The main theme of today's post will come as no surprise many parent, but may provide some useful insight for newbie parents and anyone who's feeling as if they're drowning in expensive toys that never get played with.
How many times have you heard parents complaining that they gave their beloved child the best, brightest, trendiest toy that money could buy, but to the parent's disappointment the child was more interested in the wrapping paper and the box? How many of us learn from that experience - not many because, myself included, we get sucked into the idea that we are being cheap and somehow under-demonstrating the depths of our love if we fail to buy expensive gifts. Older children may genuinely feel hard done by if they don't receive the same branded goods as their peers, but little ones really don't buy in to that and it's worth making the most of those years. If you have small ones who do pester excessively for particular branded toys it might be worth looking at how much advertising they are being exposed to - we're TV limiters anyway, but completely avoid commercial kids TV because of the saturation of adverts on it. I remember well my own childhood angst at not having the shoes I saw on the telly that came with 'free' plastic jewellery, or deep upset at returning from a trip to the toy store without my own Boglin (a weird rubber gremlin puppet thing if you don't remember them). I was very well provided for in the toy department, but the adverts are extremely clever at making products seem essential. Think how well they work on adults, with our years of hardening against their wiles, and then consider that children are inherently impressionable and have no way of tuning out from the adverts.
Once you fork out for the apparently desperately needed toy, watch just how many times they play with it. Also make a mental note of how they are interacting with it - are they just re-running an episode of the show it was based on? Now give them an empty box and watch them again - one day you'll have a spaceship, another day a boat, or a racing car, or a fire engine, or a castle. The difference is that they will be using their imaginations to a much greater extent, and have a much greater opportunity to develop the toy themselves - help them to paint it, cut it, stick things to it. Part of the reason that boxes and other non-plastic toys appeal so much to children is that they use their senses in different ways to adults. Adults are programmed for the most part to experience the world in a very audio-visual way and will see a plastic toy that flashes and sings as highly interactive. For young children however this is lacking the more important cues of texture, smell, taste and mouth feel. Plastic toys all taste the same and smell the same.

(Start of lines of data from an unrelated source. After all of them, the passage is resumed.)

Issue #1088, opened 2022-01-14
[DismissableLayer] Layering breaks with different component versions


jjenzz:
Initially raised [on Discord](https://discord.com/channels/752614004387610674/803656530259738674/931602628327145483).

If two components (e.g. `DropdownMenu` and `Dialog`) are using different versions of `DismissableLayer` internally, then the layering breaks because of the different context instances.

We never added scoping to `DismissableLayer` since it should always cross component boundaries, however, I wonder if scoping could help here since it effectively passes context through a private prop that it expects the component to use. It might be worth looking into as a solution.

benoitgrelard:
Hmmm yeah that's where these multi-package distributions become complicated sometimes, these types of issues are really hard to stay on top of.

I'm worried the scoped context would kinda break the intention of `DismissableLayer` though.

jjenzz:
could this be solved by changing the `"@radix-ui/react-dismissable-layer": "workspace:*"` dependency in each of the `package.json`s to `"@radix-ui/react-dismissable-layer": "latest"` ? 🤔

benoitgrelard:
I don't think that would help as ultimately this is already the case, when a new change is made in `@radix-ui/react-dismissable-layer` the other packages would have a new version with the version of `@radix-ui/react-dismissable-layer` being latest. But it doesn't prevent anybody from installing versions that use different version of `@radix-ui/react-dismissable-layer`. Hardcoding to `"latest"` instead of a said version would kinda solve that, but I'm not sure it's viable or even makes sense from a code perspective as potentially changes could be introduced and older versions of popover for example might not be compatible with those changes forced by the latest.

Interestingly though, I had a somewhat similar thought process a few weeks back. I was thinking potentially we could "solve" this issue by making the incompatibility visible at install time by making `@radix-ui/react-dismissable-layer` a peer dependency.

jjenzz:
> Hardcoding to `"latest"` instead of a said version would kinda solve that, but [...] changes could be introduced and older versions of popover for example might not be compatible with those changes forced by the latest.

i had considered this but since `DismissableLayer` is a "global" component I had thought maybe changes to its apis could be handled withy deprecation warnings and things. given that it's a pretty stable comp at this point and not likely to change much, that might not be so bad. it seems better than the current state of things anyway where things just completely break for folk.

making it a peer dependency would surely suffer the same issues except radix would be adding an extra step for consumer by requiring them to manage the dependency.

pedromcunha:
[...]

PR #1147, opened 2022-02-11
[DismissableLayer] Add sibling support

jjenzz:
Our current implementation assumes that layers will always be opened from within another layer so escape keypress would close based on React tree. However, with `Toast`, they're opened as siblings (not from inside each other) and escape should close one at a time. 

These changes update `DismissableLayer` to order layers based on creation order rather than the React tree order.

Here's some manual testing showing existing expectations are still working:

https://user-images.githubusercontent.com/175330/153633217-94e58f05-b4ae-4572-877b-a2b777e42542.mp4

https://user-images.githubusercontent.com/175330/153633388-d5a4b385-d9d8-42f1-9633-f5d3ba344de9.mp4

### DIFF
--- a/packages/react/dismissable-layer/src/DismissableLayer.tsx
+++ b/packages/react/dismissable-layer/src/DismissableLayer.tsx
@@ -19,7 +19,7 @@ const FOCUS_OUTSIDE = 'dismissableLayer.focusOutside';
 
 const DismissableLayerContext = React.createContext({
   layers: new Set<DismissableLayerElement>(),
-  modals: new Set<DismissableLayerElement>(),
+  layersWithOutsidePointerEventsDisabled: new Set<DismissableLayerElement>(),
 });
 
 type DismissableLayerElement = React.ElementRef<typeof Primitive.div>;
@@ -73,13 +73,15 @@ const DismissableLayer = React.forwardRef<DismissableLayerElement, DismissableLa
     const [node, setNode] = React.useState<DismissableLayerElement | null>(null);
     const [, force] = React.useState({});
     const composedRefs = useComposedRefs(forwardedRef, (node) => setNode(node));
-    const [highestModal] = [...context.modals].slice(-1);
-    const highestModalIndex = [...context.layers].indexOf(highestModal);
-    const layerIndex = node ? [...context.layers].indexOf(node) : -1;
-    const hasPointerEvents = layerIndex >= highestModalIndex;
+    const layers = Array.from(context.layers);
+    const [highestLayerWithOutsidePointerEventsDisabled] = [...context.layersWithOutsidePointerEventsDisabled].slice(-1); // prettier-ignore
+    const highestLayerWithOutsidePointerEventsDisabledIndex = layers.indexOf(highestLayerWithOutsidePointerEventsDisabled); // prettier-ignore
+    const index = node ? layers.indexOf(node) : -1;
+    const isBodyPointerEventsDisabled = context.layersWithOutsidePointerEventsDisabled.size > 0;
+    const isPointerEventsEnabled = index >= highestLayerWithOutsidePointerEventsDisabledIndex;
 
     const pointerDownOutside = usePointerDownOutside((event) => {
-      if (!hasPointerEvents) return;
+      if (!isPointerEventsEnabled) return;
       onPointerDownOutside?.(event);
       onInteractOutside?.(event);
       if (!event.defaultPrevented) onDismiss?.();
@@ -92,7 +94,7 @@ const DismissableLayer = React.forwardRef<DismissableLayerElement, DismissableLa
     });
 
     useEscapeKeydown((event) => {
-      const isHighestLayer = layerIndex === context.layers.size - 1;
+      const isHighestLayer = index === context.layers.size - 1;
       if (!isHighestLayer) return;
       onEscapeKeyDown?.(event);
       if (!event.defaultPrevented) onDismiss?.();
@@ -102,16 +104,22 @@ const DismissableLayer = React.forwardRef<DismissableLayerElement, DismissableLa
 
     React.useEffect(() => {
       if (!node) return;
-      if (disableOutsidePointerEvents) context.modals.add(node);
+      if (disableOutsidePointerEvents) context.layersWithOutsidePointerEventsDisabled.add(node);
       context.layers.add(node);
       dispatchUpdate();
     }, [node, disableOutsidePointerEvents, context]);
 
+    /**
+     * We purposefully prevent combining this effect with the `disableOutsidePointerEvents` effect
+     * because a change to `disableOutsidePointerEvents` would remove this layer from the stack
+     * and add it to the end again so the layering order wouldn't be _creation order_.
+     * We only want them to be removed from context stacks when unmounted.
+     */
     React.useEffect(() => {
       return () => {
         if (!node) return;
         context.layers.delete(node);
-        context.modals.delete(node);
+        context.layersWithOutsidePointerEventsDisabled.delete(node);
         dispatchUpdate();
       };
     }, [node, context]);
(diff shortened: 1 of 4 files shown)


packages/react/dismissable-layer/src/DismissableLayer.tsx
```diff
@@ -1,241 +1,167 @@
...
+    }, [node, disableOutsidePointerEvents, context]);
+
+    React.useEffect(() => {
+      return () => {
+        if (!node) return;
+        context.layers.delete(node);
+        context.modals.delete(node);
+        dispatchUpdate();
+      };
+    }, [node, context]);
```
jjenzz, line 117: There is no `DismissableLayer.Provider` anymore otherwise layers have to be part of the same React tree. Instead I mutate the `defaultContext` in `React.createContext` and dispatch an event on the document so that other dismissable layers know when to trigger a re-render.

This avoids us needing to expose a new `DismissableLayerProvider` part that consumers would need to wrap around their applications and I also think it could potentially lead to a solution to #1088 but will need to explore that separately.

andy-hook: Curious why we need the context at all now. Could we track layer state locally and sync that via the event?

jjenzz: ooooo interesting 👀

jjenzz: looked into this and i'm not sure if it's worth it... i think the way it is currently makes it clearer that there is some state shared across primitives. thoughts?

CleanShot 2022-02-15 at 12 06 17

packages/react/dismissable-layer/src/DismissableLayer.tsx
```diff
@@ -1,241 +1,167 @@
...
 import { Primitive } from '@radix-ui/react-primitive';
-import { createContext } from '@radix-ui/react-context';
+import { useComposedRefs } from '@radix-ui/react-compose-refs';
 import { useBodyPointerEvents } from '@radix-ui/react-use-body-pointer-events';
 import { useCallbackRef } from '@radix-ui/react-use-callback-ref';
 import { useEscapeKeydown } from '@radix-ui/react-use-escape-keydown';
 
 import type * as Radix from '@radix-ui/react-primitive';
 
-// We need to compute the total count of layers AND a running count of all layers
```
benoitgrelard, line 11: Happy to see all this go TBH 😀

packages/react/dismissable-layer/src/DismissableLayer.tsx
```diff
@@ -1,241 +1,167 @@
...
+    useBodyPointerEvents({ disabled: disableOutsidePointerEvents });
+
+    React.useEffect(() => {
+      if (!node) return;
+      if (disableOutsidePointerEvents) context.modals.add(node);
+      context.layers.add(node);
+      dispatchUpdate();
+    }, [node, disableOutsidePointerEvents, context]);
+
+    React.useEffect(() => {
```
benoitgrelard, line 110: What is preventing these 2 effects be combined? as the second should just be the cleanup right, ie. when a layer is removed, or `disableOutsidePointerEvents` is changed.

packages/react/dismissable-layer/src/DismissableLayer.tsx
benoitgrelard: Yeah this feels a bit strange because then each instance of `DismissableLayer` is effectively tracking the state locally, duplicating it all over, and syncing it with the event. The context one feels more like a singleton which feels more appropriate here somehow.

packages/react/dismissable-layer/src/DismissableLayer.tsx
```diff
@@ -1,241 +1,167 @@
...
+      ...layerProps
+    } = props;
+    const context = React.useContext(DismissableLayerContext);
+    const [node, setNode] = React.useState<DismissableLayerElement | null>(null);
+    const [, force] = React.useState({});
+    const composedRefs = useComposedRefs(forwardedRef, (node) => setNode(node));
+    const [highestModal] = [...context.modals].slice(-1);
+    const highestModalIndex = [...context.layers].indexOf(highestModal);
+    const layerIndex = node ? [...context.layers].indexOf(node) : -1;
+    const hasPointerEvents = layerIndex >= highestModalIndex;
```
benoitgrelard, line 79: `hasPointerEvents` confuses me and I keep having to double take it, because I don't know if it means `pointerEvents: 'auto'` or `pointerEvents: 'none'`.

Would renaming to `allowsPointerEvents` or `enablePointerEvents` clear that up?

packages/react/dismissable-layer/src/DismissableLayer.tsx
```diff
@@ -1,241 +1,167 @@
...
-    );
-  }
-);
-
-DismissableLayer.displayName = DISMISSABLE_LAYER_NAME;
-
-/* -----------------------------------------------------------------------------------------------*/
+const DismissableLayerContext = React.createContext({
+  layers: new Set<DismissableLayerElement>(),
+  modals: new Set<DismissableLayerElement>(),
```
benoitgrelard, line 22: It really bothers me that we use "modality" throughout to refer to the layers that disable outside pointer events because at this stage it's not yet about modality.

At the same time, I can see why you went for that because it's so much smaller than `layersWithDisabledOutsidePointerEvents` which is more the language I was using previously…

I'm torn!

benoitgrelard: Maybe we could use a different term like `blockingLayers` and refer to "blocking" throughout?

packages/react/dismissable-layer/src/DismissableLayer.tsx
jjenzz: A change to `disableOutsidePointerEvents` would remove from the stack and add it to the end again meaning the layering order wouldn't be "creation order" anymore. I only want them to be removed from layer/modal stacks when unmounted.

benoitgrelard: Ah that's because `Set` guarantees insertion order?

packages/react/dismissable-layer/src/DismissableLayer.tsx
andy-hook: Yeah I see your point/s, losing that understanding for the sake of avoiding `force` probably isn’t worth it.

packages/react/dismissable-layer/src/DismissableLayer.tsx
jjenzz: it's just the same as an array right, but prevents duplicates

benoitgrelard: Yeah I always forget this somehow!

packages/react/dismissable-layer/src/DismissableLayer.tsx
jjenzz: I read it like "this layer _hasPointerEvents_", so, pointer events are enabled. I've changed to `isPointerEventsEnabled` instead, if that helps?

benoitgrelard: Yeah that works better for me, thanks!

packages/react/dismissable-layer/src/DismissableLayer.tsx
jjenzz: i find `blocking` more confusing tbh, blocking what? 😬

the term modality encapsulates that things cannot be clicked outside of them so seems clearer there but i get that it could imply more than that too.

i'll see if i can come up with something else.

benoitgrelard: Yeah it's one of the criteria of modality, but not the entirety of it I guess that's what is bothering me.

benoitgrelard (approved):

Manipulating a box into an imagined artifact or vehicle is much more stimulating, and will be even ,ore so if there are other children or a parent to share in the game. Often they will need help in creating what their minds can see, especially when they're very young. Ollie decided one morning last week that he wanted to make a giraffe, and a dig through the craft cupboard provided an empty teabag box (for the body), a nearly used-up roll of aluminium foil (the foil was scrunched up for the head and the cardboard tube provided a neck) and a small stack of yellow napkins. Mixing half and half PVA glue and water provided paste for him to stick his torn up napkins on to the basic giraffe shape I had put together for him. After it was dry he drew circles in a felt-tip pen for the pattern and added googly eyes, pompom ears and a wool tail.
The top image was a 'save the day' toy after he got upset that his friend had a toy aeroplane and he didn't (he's going through a phase of comparing what he has with his friends - why is so-and-so's garden bigger, why do we have a blue car and they have a grey car etc...). Driving home from his friend in the pouring rain on a Sunday evening meant buying a toy plane was out of the question, so when we got home we just made one. He went from sobbing his heart out to smiling in the space of five minutes of cutting up an old nappy box and gluing bits on to the basic shape. I did buy him a real one later in the week. No prizes for guessing which one is still being played with while the other sits neglected in the toy box.
The final image is of the 'robot' he wanted to make after seeing a man walking around at our local play in the park day dressed entirely in boxes. A donation of a box and some paints from the kind activity organiser, a couple of minutes with the scissors on my part, and about 30 minutes of concentrated painting on it by Ollie and Toby and the robot was ready. Since we got it home it has so far mainly been a space rocket. Ollie even sat in it to have his lunch, insisting that I pass each item of food to him through the round window that had started off the afternoon being an arm hole. It is currently as flat as a pancake, but is easily resurrected with the help of a roll of parcel tape.
So next time you're getting nagged for a new toy, why not consider a big box filled with balloons instead. I'm certainly going to try to follow my own advice (not always successfully - who can resist die cast toy cars for 50p at the local supermarket?)